See my above post. I meant that new (1990's - 2010's) residential high rise development in general in KC far lags that of STL.
Originally Posted by s.davis
I don't think downtown (or urban core) development in KC is lagging behind St Louis in the slightest. Seems like a lot of things are going on right now in both places. And as far as downtowns go, KC generally seems more developed than downtown St Louis in terms of its neighborhood potential and activity level.
the (formerly) Roberts Tower (25 floors) just opened downtown
the Central West End saw the opening of the Park East Tower (26 floors)
4545 Lindell (12 floors)
downtown Clayton boomed in the 1990's/2000's with residential high rises like the Plaza (30 floors)
Clayton on the Park (23 floors)
Maryland Walk (17 floors)
7- And while not residential, STL also saw the opening of the Four Seasons (19 floors)
8- Ritz Carlton (18 floors)
9- AmeriStar (21 floors)
In the same time period (1990's - 2010's) all of metro KC (including the Plaza area where most residential high rises are located) add only:
4646 Broadway (13 floors)
Kingwood Circle (13 floors).
**If I am missing any please correct me**
3- AmeriStar Hotel (12 floors)
4- Sheraton Overland Park (23 floors), were added in the 1990's - 2010's.

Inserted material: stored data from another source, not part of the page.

PR #233, opened 2025-04-11
[RFC] ECS Demo

RobertZ2011:
Entity-component systems are designs based on an entity object to which multiple component objects can be attached. Each component adds a specific behavior to the entity. This is common in video games where structurally, the only difference between your character and an enemy might be that one will have a `PlayerInput` component and the other will have a `AiInput` component. This type of design can be very useful in embedded development where it's common for a single device to present many different types of functionalities (e.g. a PD controller could also be a GPIO extender). The message-based approach of services also requires an implementation to bridge from messages to function calls on a hardware device. From an ECS perspective we can interpret the aforementioned PD controller as: an entity (the base driver object), PD message bridge (component), GPIO extender message bridge (component). This allows new and optional functionalities to be added to a device without (ideally) needing to touch existing code.

Using an existing Rust ECS framework in embedded services is difficult because:
* `no-std`
* We're using async
* We're not making a video game
* It needs to integrate with our existing messaging

None of the Rust ECS frameworks I examined (`hecs` being the most prominent light-weight one mentioned). Were not compatible with the above restrictions.

A very simple ECS would look like
```rust
// Normal version
struct Entity {
    components: Vec<&dyn Component>,
}

trait Component {
    fn do_something(&self);
}

impl Entity {
    fn do_something(&self) {
        for component in &self.components {
            component.do_something();
        }
    }
}
```

To remove dynamic allocation and dynamic dispatch we can come up with a basic embedded-friendly version:
```
struct Entity<A: Component, B: Component> {
    components: (A, B),
}

impl <A: Component, B: Component> Entity<A, B> {
    fn do_something(&self) {
        self.components.0.do_something();
        self.components.1.do_something();
    }
}
```

But this doesn't generalize well because Rust doesn't currently support variadic generics. But we can layer things to get the same result:
```
struct ComponentLayer<I: Layer, C: Component> {
    inner: I,
    component: C,
}

trait Layer {
    fn do_something(&self);
}
type Stack = ComponentLayer<ComponentLayer<Entity, A>, B>;

impl<I: Inner, C: Component> Layer for ComponentLayer<I, C> {
    fn do_something(&self) {
        self.component.do_something();
        self.inner.do_something();
    }
}
```

This allows each layer to chain the next one, replacing the loop in the original example. This PR is a rough draft of an ECS that is based on these ideas. Each component is capable of producing a message and then processing that message. Normally, the message produced by each layer is bubbled up through the stack and then is sent down the stack to be processed. **But layers can be inserted anywhere into the stack to allow for filtering/modifying messages and to control how lower layers in the stack process their messages. In addition to composing functionality together this design provides a natural way for custom code to control and modify existing functionality.**

Future improvements:
* Compile-time checking of layer types: It should be possible to define layers that only work on top of specific layers, something like `struct TypedLayer<I: Layer<MessageA, MessageB>>` for a layer that will only work on top of two layers that produce messages of types `MessageA` and `MessageB`.
* Ergonomics around the message value each layer sees: this implementation uses the same type-layering concept to allow each layer to append its message type and pass things up the stack. Need to make this easier to use with something like `fn message<&T>(&self) -> Option<T>` and `fn message_mut(&self) -> Option<&mut T>` to make it easy for layers to inspect/edit the exact messages they're interested in.
* In addition to the message type M, components should have a response type R, to allow more control over exactly how a message is processed and a response is sent back.

### DIFF
--- a/.vscode/settings.json
+++ b/.vscode/settings.json
@@ -9,7 +9,7 @@
         "editor.formatOnSave": true
     },
     "rust-analyzer.check.allTargets": false,
-    "rust-analyzer.cargo.target": "thumbv8m.main-none-eabihf",
+    //"rust-analyzer.cargo.target": "thumbv8m.main-none-eabihf",
     "rust-analyzer.cargo.features": [],
     "rust-analyzer.linkedProjects": [
         "examples/rt633/Cargo.toml",
--- a/Cargo.toml
+++ b/Cargo.toml
@@ -49,6 +49,7 @@ embedded-storage = "0.3"
 embedded-storage-async = "0.4.1"
 embedded-usb-pd = { git = "https://github.com/OpenDevicePartnership/embedded-usb-pd", default-features = false }
 fixed = "1.23.1"
+frunk = { version = "0.4.3", default-features = false }
 heapless = "0.8.*"
 log = "0.4"
 postcard = "1.*"
--- a/embedded-service/Cargo.toml
+++ b/embedded-service/Cargo.toml
@@ -30,6 +30,7 @@ embedded-storage.workspace = true
 embedded-usb-pd.workspace = true
 embedded-batteries-async.workspace = true
 fixed.workspace = true
+frunk.workspace = true
 heapless.workspace = true
 log = { workspace = true, optional = true }
 postcard.workspace = true
--- a/embedded-service/src/ecs/mod.rs
+++ b/embedded-service/src/ecs/mod.rs
@@ -1,0 +1,179 @@
+//! Embedded Entity-Component System (ECS)
+use core::{
+    cell::{Ref, RefCell, RefMut},
+    future::{self, Future},
+    ops::{Deref, DerefMut},
+};
+
+use embassy_futures::select::{select, Either};
+
+/// Used to chain the results of each layer together
+pub enum List<A, B> {
+    /// Event for the first layer
+    Head(A),
+    /// Events for the rest of the layers
+    Rest(B),
+}
+
+// Type alias that may be helpful using layer results
+/*pub type StackResult1<A> = List<A, ()>;
+pub type StackResult2<A, B> = List<A, StackResult1<B>>;
+pub type StackResult3<A, B, C> = List<A, StackResult2<B, C>>;*/
+
+/// Trait to allow for borrowing a reference to the inner type
+pub trait RefGuard<T>: Deref<Target = T> {}
+
+/// Trait to allow for borrowing a mutable reference to the inner type
+pub trait RefMutGuard<T>: DerefMut<Target = T> {}
+
+/// Core component type
+pub trait Component<T> {
+    /// Event type that we're waiting for
+    type Event;
+
+    /// Wait for an event to occur
+    fn wait_event(&self, entity: &T) -> impl Future<Output = Self::Event>;
+    /// Process the event
+    fn process(&self, entity: &mut T, event: Self::Event) -> impl Future<Output = ()>;
+}
+
+/// Entity trait
+pub trait Entity {
+    /// Underlying type of the entity
+    type Inner;
+
+    /// Get a reference to the inner entity
+    fn get_entity(&self) -> impl RefGuard<Self::Inner>;
+    /// Get a mutable reference to the inner entity
+    fn get_entity_mut(&self) -> impl RefMutGuard<Self::Inner>;
+}
+
+/// Layer trait
+pub trait Layer: Entity + Component<Self::Inner> + Sized {
+    /// Process all events for the layer and layers below it
+    fn process_all(&mut self) -> impl Future<Output = ()>;
+}
+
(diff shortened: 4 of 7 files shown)


RobertZ2011:
@OpenDevicePartnership/uefi-contributors for feedback as well.

Javagedes:
I would like a bit more information / background regarding the reasoning behind the decision that ECS was an appropriate architecture for embedded work (I'm not against it, I think ECS is awesome). Have you investigated the actual need of a complex design like this? I whole heartedly support its ability to force abstraction layers, separate out the different areas of concern, parallelize code, and reduce tight coupling of code), however it has a pretty narrow range for seeing actual performance improvements. Mainly you need to be working on some subset of (1) large datasets, (2) large individual objects in the datasets, (3) Minimal fields in the objects, (4) Shared fields between different objects, (5) running the same code over and over again, like an RTOS.

I actually did a fair amount of research regarding rust and ECS in my college days; I specifically investigated the performance differences of using a data-oriented design (via ECS) over a traditional object-oriented design for usage in real-time simulations (which is arguably very similar to video games, the main purpose of ECS). The main focus was the improvements that using this design had on cache usage and reduction of cache misses when operating on large datasets.

What I learned is that the main performance benefit for ECS comes from operating on huge data sets where objects are large but the elements, we need to operate on are small (say we have an object that is 512 bytes large, but we only care about operating on two fields totaling 128 bytes. We can fit way more "128" bytes in cache than we can "512" bytes, greatly reducing cache misses (assuming large datasets).

Due to this background knowledge, and knowing the usage model regarding ECS, we actually opted *not* to use a full ECS architecture for our outward facing user interface. Instead, we pulled out the only `System` design for dependency injection to allow users to define their requirements, and we execute them if we have all of their dependencies. Feel free to take a look at [our](https://github.com/OpenDevicePartnership/uefi-sdk/tree/main/uefi_sdk/src/component) implementation of dependency injectable systems (confusingly named `component`) which is heavily inspired by [bevy](https://crates.io/crates/bevy). (specifically [bevy_ecs](https://crates.io/crates/bevy_ecs)

RobertZ2011:
@Javagedes

> I would like a bit more information / background regarding the reasoning behind the decision that ECS was an appropriate architecture for embedded work (I'm not against it, I think ECS is awesome). Have you investigated the actual need of a complex design like this? I whole heartedly support its ability to force abstraction layers, separate out the different areas of concern, parallelize code, and reduce tight coupling of code), however it has a pretty narrow range for seeing actual performance improvements. Mainly you need to be working on some subset of (1) large datasets, (2) large individual objects in the datasets, (3) Minimal fields in the objects, (4) Shared fields between different objects, (5) running the same code over and over again, like an RTOS.

I would say that the primary motivation here is that we've already been following an ECS design, just manually implemented. To give an example, take a look [at this struct](https://github.com/OpenDevicePartnership/embedded-services/blob/f50cbc34da00a7e3e7473adbd72669bf00e0f0cf/type-c-service/src/wrapper/mod.rs#L25). This is a part of our type-C controller code. We use a message passing based design and this struct handles the translation between a message and the corresponding calls on the trait object. It has a `controller::Device<'a>` and `power: [policy::device::Device; N]` members. These fields are how the code gets access to messages from the type-C subsystem (manages general type-C port state) and the power policy subsystem (manages external power flowing into and out of the system). You'll also see that there are child modules named `pd` and `power` which are pretty self-contained. This is already an ECS design where this struct attaches those components to an entity (anything that implements our `Controller` trait). The next step is to support FW update functionality here. This is something that I think _could_ be manually integrated into our existing code implementation like the existing components since it doesn't seem like a stretch to require our controllers to support FW update. But this doesn't extend well to optional functionality, like what do we do if we can use a controller as a GPIO extender? How do we support OEM code? My answer is to formalize our existing ECS patterns. To enable GPIO extender functionality all you need to do is add the corresponding component. OEMs can implement basically any custom functionality they want in their components.

As far as running the same code over and over, pretty much everything at a top-level is executing an event processing loop like:
```rust
loop {
    let event = self.wait_event().await;
    self.process_event(event).await;
}
```
So we're a good match there as well.

Performance isn't really a concern here. We don't currently have any performance issues so the motivation here is not that formalizing these designs will solve anything. Nor should there really be much, if any overhead associated with this design over doing it all manually. The bigger focus is providing a way to build modular, extendable code.


> Due to this background knowledge, and knowing the usage model regarding ECS, we actually opted _not_ to use a full ECS architecture for our outward facing user interface. Instead, we pulled out the only `System` design for dependency injection to allow users to define their requirements, and we execute them if we have all of their dependencies. Feel free to take a look at [our](https://github.com/OpenDevicePartnership/uefi-sdk/tree/main/uefi_sdk/src/component) implementation of dependency injectable systems (confusingly named `component`) which is heavily inspired by [bevy](https://crates.io/crates/bevy). (specifically [bevy_ecs](https://crates.io/crates/bevy_ecs)

I think by using message passing we're already committed to a design that is in some sense component driven so it's something that I think should be exposed.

All data taken from Emporis.
STL completed 6 residential high rises with a combined height of 133 floors
KC completed 2 residential high rises with a combined height of 26 floors (not counting floor space or units here, just impact to the skyline)

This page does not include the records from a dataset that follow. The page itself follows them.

PR #235, opened 2025-04-14
Add embedded_crc platform service with IMXRT hardware acceleration support

Ctru14:
Add embedded_crc platform service with IMXRT hardware acceleration support.

Reorganized the platform_service directory structure with a separate defaults folder with NVRAM service.

Tested via RT685 EVK examples using all compatible algorithms from the Rust CRC library definitions.


platform-service/src/embedded_crc.rs
```diff
@@ -0,0 +1,109 @@
+use crc::Algorithm;
+
+pub struct EmbeddedCrc<W: crc::Width> {
+    algorithm: &'static Algorithm<W>,
+
```
felipebalbi, line 5: I believe `cargo fmt` would remove this extra blank line.

platform-service/src/embedded_crc.rs
```diff
@@ -0,0 +1,109 @@
...
+            current_crc: None,
+        }
+    }
+
+    pub async fn calculate(&mut self, bytes: &[u8]) -> Result<u32, EmbeddedCrcError> {
+        let initial = if self.current_crc.is_none() {
+            self.algorithm.init
+        } else {
+            self.un_finalize(self.current_crc.unwrap())
+        };
```
felipebalbi, line 32: (untested)

```rust
let initial = self.un_finalize(self.current_crc.unwrap_or(self.algorithm.init));
```

Ctru14: Algorithm init shouldn't go through un_finalize when being selected. But I'll keep the unrwap_or function in mind for future scenarios

platform-service/src/embedded_crc.rs
Ctru14: Huh, I'm actually surprised, I double checked and it let it slide

examples/rt685s-evk/src/bin/embedded_crc.rs
```diff
@@ -0,0 +1,211 @@
...
+#![no_main]
+
+extern crate rt685s_evk_example;
+
+use crc::*;
+
+use {defmt_rtt as _, panic_probe as _};
+
+use platform_service::embedded_crc::{self, EmbeddedCrcError};
+// use platform_service::embedded_crc::crc_engine_init;
```
tullom, line 11: Nit: remove comment

platform-service/src/imxrt/embedded_crc.rs
```diff
@@ -0,0 +1,120 @@
+use embassy_imxrt::crc::{Config, Polynomial};
+use embassy_sync::blocking_mutex::raw::ThreadModeRawMutex;
```
tullom, line 2: We are getting build errors with references to this import, as well as linker errors to an undefined critical section. I believe we use NoopRawMutex in the other parts of the codebase, which is only safe in the context of a single executor. Need to investigate how to add support for ThreadModeRawMutex.

Ctru14: Worked with Jerry offline as well. Thanks for the suggestion! Ended up switching to Noop and tested successfully. Updating PR

platform-service/src/embedded_crc.rs
Ctru14: Removed

examples/rt685s-evk/src/bin/embedded_crc.rs
Ctru14: Removed

examples/rt685s-evk/src/bin/embedded_crc.rs
```diff
@@ -0,0 +1,210 @@
...
+        error!(
+            "ALGORITHM CHECK FAILED (CRC: 0x{:08X}, Expected = 0x{:08X})",
+            oneshot_crc, algorithm.check
+        );
+    }
+
+    // Calculate the CRC in two split function calls
+    let mut crc_handle: embedded_crc::EmbeddedCrc<u32> = embedded_crc::EmbeddedCrc::<u32>::new(algorithm);
+
+    let _half_data_crc = match crc_handle.calculate(&DATA[0..(DATA.len() / 2)]).await {
```
madeleyneVaca, line 119: nit but it'd be more straight-forward to call these something like first_half_data and second_half_data instead of an unused variable and split

examples/rt685s-evk/src/bin/embedded_crc.rs
```diff
@@ -0,0 +1,210 @@
...
+        info!("Split calculation test passed (CRC = 0x{:08X})", split_crc);
+    } else {
+        error!(
+            "RESUME TEST FAILED (Oneshot CRC = 0x{:08X}, Two shot CRC = 0x{:08X}, Expected CRC = 0x{:08X})",
+            oneshot_crc, split_crc, algorithm.check
+        );
+    }
+}
+
+fn parse_embeddedcrc_error<'a>(err: EmbeddedCrcError) -> &'a str {
```
madeleyneVaca, line 202: why this (new function) instead of implementing a trait like Format for the enum?

platform-service/src/defaults/embedded_crc.rs
madeleyneVaca, line 1: The defaults folder with these 3 files could probably go in its own commit

platform-service/src/embedded_crc.rs
madeleyneVaca: can you add this as a comment so that's clear to someone reading the code later?

platform-service/src/imxrt/embedded_crc.rs
```diff
@@ -0,0 +1,120 @@
...
+                _ => {
+                    return Err(EmbeddedCrcError::CrcErrorPolynomial);
+                }
+            }
+        }
+        32 => {
+            if algorithm.xorout != 0 && algorithm.xorout != 0xFFFFFFFF {
+                return Err(EmbeddedCrcError::CrcErrorXorOut);
+            }
+            if algorithm.poly == 0x04C11DB7 {
```
madeleyneVaca, line 48: might be useful to make some pub consts for these known algorithm.poly values to avoid future typos

supply-chain/config.toml
```diff
@@ -297,10 +361,18 @@ criteria = "safe-to-deploy"
...
+criteria = "safe-to-deploy"
+
 [[exemptions.mimxrt633s-pac]]
 version = "0.4.0"
 criteria = "safe-to-deploy"
 
+[[exemptions.mimxrt633s-pac]]
+version = "0.4.1"
+criteria = "safe-to-deploy"
+
```
madeleyneVaca, line 375: I'm not the most familiar with this supply chain file but do we need duplicates for newer versions instead of updating the versions listed in here?

platform-service/src/embedded_crc.rs
Ctru14: Comments added

examples/rt685s-evk/src/bin/embedded_crc.rs
Ctru14: Named updated to halves.

examples/rt685s-evk/src/bin/embedded_crc.rs
Ctru14: At first I didn't want to lock the Format dependency to defmt, but on second thought that seems to be what we're doing anyway. Function removed in favor of trait

platform-service/src/imxrt/embedded_crc.rs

Again, not to play the city vs. city game, but for one to say that STL has not completed more residential high rise projects than KC form 1990-current just isn't the case. Hence, my comment that KC lagged behind STL in new residential high rise construction, but now appears to be gaining traction which is great for KC.
And I totally agree with you that downtown KC seems more like a neighborhood I'd actually want to live in than downtown STL, especially since I like Cosentino's Market (Price Chopper) in KC better than Culinaria (Schnucks) in STL, and the fact that downtown KC doesn't seems as dark and downtrodden as STL has the tendency to do sometimes.